### EXERCISE DIRECTIONS
After going through the data, give the number of lines that contain the word "fields" as your sole answer.

### Stored items

^^^^^^^^^^^^^^^^

Issue #278, opened 2014-10-30
Re-adjust test coverage quota


0x6e6562:
As part of the integration test stabilization in #275, the test coverage got lowered to 55%. The motivation was stop the build from failing due to having a too low coverage threshold. The reason why #275 lowered the quota was because it skipped some tests that were not running consistently. So we need to review the overall coverage approach and re-adjust the minimum level of coverage as appropriate. One suggestion from @phillipCouto was to move the test coverage checks into a separate leg of the build matrix, which would avoid complex parameterization based whether we were testing against 1.2 or 2+.

PR #362, opened 2015-04-13
enable the race detector

Zariel:


0x6e6562:
This needs re-merging.

Zariel:
dont know what caused this to fail

Zariel:
With having the cover profile running it makes it pretty much impossible to figure out what is going wrong in that test to cause it to fail.

0x6e6562:
Is it worth splitting this into two test runs (for coverage, one for races) for debugging purposes (or just disabling coverage for now)?

With regards to coverage, I think on average we are higher than 55% right now, but that's a separate issue: #278

Zariel:
created #368 to discuss this

Issue #323, opened 2015-03-10
Add support for named param binding


Zariel:
In protocol v3 we can bind params in queries using names instead of ?

Zariel:
@0x6e6562 how would this interact with the current query binding? Could we replace the current logic in v3 with this?

Zariel:
This ties into #175 as they both require params to have names

Zariel:
Im not entirely sure this is worth adding to be honest

0x6e6562:
Do you think you state why not (for the sake of posterity when somebody is asking for this in the future)?

Zariel:
As we always prepare statements we get back the arguments in the correct order from the PREPARE call which means we wont need to send the value names.

It will complicate the API as we go from having a query interface by positional arguments to one which is identified by named values, which i'm not too keen on.

The spec has this to say about it as well,

`Note that this is only useful for
              QUERY requests where named bind markers are used; for EXECUTE statements,
              since the names for the expected values was returned during preparation,
              a client can always provide values in the right order without any names
              and using this flag, while supported, is almost surely inefficient.`

So unless someone comes up with a use case and a good API I don't think this is worth adding.

0x6e6562:
Fair enough, let's close this issue then.

PR #369, opened 2015-04-17
Add support for UDT's

### LINKED ISSUE #175: Support for UDTs (2.1)
So one of the upcoming features of 2.1 is UDTs (User Defined Types https://issues.apache.org/jira/browse/CASSANDRA-5590).

Given the CQL:

```
CREATE TYPE name (
    first_name text,
    last_name text
);
  
CREATE TABLE user (
    id uuid PRIMARY KEY,
    user_name name
    email text
);
```

And a Go struct:

```
type Name struct {
    First string,
    Last string
}

type User struct {
    Id gocql.UUID
    Name Name
    Email string
}
```

We need to be able to do this:

```
var user User

err := session.Query(`SELECT id, name, email FROM users WHERE id = ? LIMIT 1`, id).Scan(&user.Id, &user.Name, &user.Email)
```

Otherwise the Driver won't be CQL compliant. There is the option to do dot notation for nested fields, like:

```
var user User

err := session.Query(`SELECT id, name.first, name.last, email FROM users WHERE id = ? LIMIT 1`, id).Scan(&user.Id, &user.Name.First, &user.Name.Last, &user.Email)
```

However drivers have to implement the first option too.

Previously the general consensus has been against struct marshalling, any idea how you'd like this handled? I'm happy to build this once I know what will get merged.

Zariel:
Add support to read and write UDT's at the framing and scanning level.

To scan or marshal a UDT type the type must implement the Marshal/
UnmarshalUDT type.

Fixes #175

### DIFF
--- a/frame.go
+++ b/frame.go
@@ -612,6 +612,22 @@ func (f *framer) readTypeInfo() TypeInfo {
 
 		return tuple
 
+	case TypeUDT:
+		udt := UDTTypeInfo{
+			NativeType: simple,
+		}
+		udt.KeySpace = f.readString()
+		udt.Name = f.readString()
+
+		n := f.readShort()
+		udt.Elements = make([]UDTField, n)
+		for i := 0; i < int(n); i++ {
+			field := &udt.Elements[i]
+			field.Name = f.readString()
+			field.Type = f.readTypeInfo()
+		}
+
+		return udt
 	case TypeMap, TypeList, TypeSet:
 		collection := CollectionType{
 			NativeType: simple,
--- a/marshal.go
+++ b/marshal.go
@@ -1203,13 +1203,22 @@ func unmarshalTuple(info TypeInfo, data []byte, value interface{}) error {
 }
 
 // UDTMarshaler is an interface which should be implemented by users wishing to
-// handle encoding UDT types to sent to Cassandra.
+// handle encoding UDT types to sent to Cassandra. Note: due to current implentations
+// methods defined for this interface must be value receivers not pointer receivers.
 type UDTMarshaler interface {
-	EncodeUDTField(name string, info TypeInfo) ([]byte, error)
+	// MarshalUDT will be called for each field in the the UDT returned by Cassandra,
+	// the implementor should marshal the type to return by for example calling
+	// Marshal.
+	MarshalUDT(name string, info TypeInfo) ([]byte, error)
 }
 
+// UDTUnmarshaler should be implemented by users wanting to implement custom
+// UDT unmarshaling.
 type UDTUnmarshaler interface {
-	DecodeUDTField(name string, info TypeInfo, data []byte) error
+	// UnmarshalUDT will be called for each field in the UDT return by Cassandra,
+	// the implementor should unmarshal the data into the value of their chosing,
+	// for example by calling Unmarshal.
+	UnmarshalUDT(name string, info TypeInfo, data []byte) error
 }
 
 func marshalUDT(info TypeInfo, value interface{}) ([]byte, error) {
@@ -1219,7 +1228,7 @@ func marshalUDT(info TypeInfo, value interface{}) ([]byte, error) {
 	case UDTMarshaler:
 		var buf []byte
 		for _, e := range udt.Elements {
-			data, err := v.EncodeUDTField(e.Name, e.Type)
+			data, err := v.MarshalUDT(e.Name, e.Type)
 			if err != nil {
 				return nil, err
 			}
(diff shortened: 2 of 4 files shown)


Zariel:
@0x6e6562 thoughts on the API? This style of API can used to implement #323 as well. It lends itself to being implemented by a third party library, but is pretty flexible. Also naming of the interfaces, methods.

Looks like I ran into a bug that you cant use none pointer receivers for Marshal, but im not sure it is a bug.

al3xdm:
On the implementation itself, I think it looks good. My only comment would be the interface names could be clearer and more consistent with the std library etc.

```
type UDTMarshaler interface {
    EncodeUDTField(name string, info TypeInfo) ([]byte, error)
}

type UDTUnmarshaler interface {
    DecodeUDTField(name string, info TypeInfo, data []byte) error
}
```

Could change to:

```
type UDTMarshaler interface {
    MarshalUDT(name string, info TypeInfo) ([]byte, error)
}

type UDTUnmarshaler interface {
    UnmarshalUDT(name string, info TypeInfo, data []byte) error
}
```

However, I'd favour the automatic Marshaling / Unmarshaling based on struct tags as went over in #175 rather than adding more interfaces to implement. If we did that, then of the use cases I can think of, the combination of the existing MarshalCQL / UnmarshalCQL and struct tags would achieve the same goal as adding this interface.

Zariel:
Im not against using reflection with struct tags to unmarshal UDT types, but I am weary of using them to replace the current `Scan(...interface{})`, to that end if they were implemented they would only be usable to marshal/unmarshal UDT types.

nemothekid:
Struct Tags (like JSON) should be supported here - 

```go
struct MyUDTName type {
  First `cql:"first"`
  Last `cql:"last"`
}
```

I can't quite parse your last comment, but I'd imagine the API would work like this:
```go
query := mySession.Query("SELECT textType, addressType FROM table LIMIT 1").Scan(&myString, &myUDTStructType)
```

AFAIK, it would not replace the current `Scan(...interface{})`, but simply allow you to use UDTs. Something like 
```go
var myUDTStructType struct MyUDTName type {
  First `cql:"first"`
  Last `cql:"last"`
}

query := mySession.Query("SELECT first, last FROM table LIMIT 1").Scan(&myUDTStructType)
```

**shouldn't** be allowed.

Zariel:
This PR now adds support for marshalling and unmarshalling structs for UDT types, without using struct tags though.

Like so,

```go
	type horse struct {
		Name  string
		Owner string
	}

	insertedHorse := &horse{
		Name:  "pony",
		Owner: "jim",
	}

	err = session.Query("INSERT INTO horse_race(position, horse) VALUES(?, ?)", 1, insertedHorse).Exec()
	if err != nil {
		t.Fatal(err)
	}

	retrievedHorse := &horse{}
	err = session.Query("SELECT horse FROM horse_race WHERE position = ?", 1).Scan(retrievedHorse)
	if err != nil {
		t.Fatal(err)
	}
```

Zariel:
Adding struct tags complicates it someone by requiring the scanner to scan every field in the struct even if tags are not used, and will probably make it more complicated too.

Zariel:
Added struct tag support

0x6e6562:
It feels like the sentiment towards support struct tagging with the core library has evolved over the course of this pull request. @Zariel has implementing a basic version of struct tag processing given you a different perspective?

Zariel:
I'm happy with struct tagging for UDT's as they lend themselves to it and fits the API very nicely. I don't want to adjust Scan to support struct scanning for arbitrary types. I agree with @nemothekid 

Adding struct tagging wasn't much extra work on top of the current implementation, as the TypeInfo has all the fields for a single type it makes more sense to unmarshal into a single type.

I'm happy with the state this PR is in now, as long as others are happy with the API then I think we should go ahead with this.

0x6e6562:
Yes, when I implemented struct tagging in the [cqlr](https://github.com/relops/cqlr) proof of concept, it turned out to be around about the same amount of code as what is required in this patch, which isn't a great deal.

The main difference between this implementation and that implementation was the re-use of struct metadata in subsequent API calls (back in the day this type of thing was called caching). But that's an optimization that doesn't have to be made now, and quite possibly may not be required in the future either.

So I'm happy to go ahead with this patch for now.

I agree that we should not implement any more complex support for arbitrary struct tagging options at this point in time. People could cook up all sorts of different tag conventions which might make sense in a particular use case, but is different to support generically.

Hence I suggest that we:

* Merge this patch.
* Invite any body in the future who wants/needs a more complicated binding mechanism to suggest a clean and maintainable way of doing this in the core that can't be done at a higher layer.

0x6e6562:
Very nice work BTW - you've implemented something that a whole bunch of people have been wanting for a while :-)

Zariel:
Thanks :) Most of the hard work was done in #352 and #339

PR #374, opened 2015-04-24
ensure that the value asertion does not panic

Zariel:
If there is no routing key available then the function will
return `nil, nil` and release the waitgroup. The waiters will
then type assert `inflight.value` which is a nil interface
value which then panics. In this case we should just return
nil as the originating function did.

### DIFF
--- a/session.go
+++ b/session.go
@@ -223,7 +223,9 @@ func (s *Session) routingKeyInfo(stmt string) (*routingKeyInfo, error) {
 			return nil, inflight.err
 		}
 
-		return inflight.value.(*routingKeyInfo), nil
+		key, _ := inflight.value.(*routingKeyInfo)
+
+		return key, nil
 	}
 
 	// create a new inflight entry while the data is created


session.go
```diff
@@ -223,7 +223,9 @@ func (s *Session) routingKeyInfo(stmt string) (*routingKeyInfo, error) {
 			return nil, inflight.err
 		}
 
-		return inflight.value.(*routingKeyInfo), nil
+		key, _ := inflight.value.(*routingKeyInfo)
+
+		return key, nil
```
0x6e6562: Why don't you return an error if the type assertion fails?

Zariel: the rest of the function just does a `return nil, nil` so we should do the same

0x6e6562:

^^^^^^^^^^^^^^^^

### COMPLETED TASK
2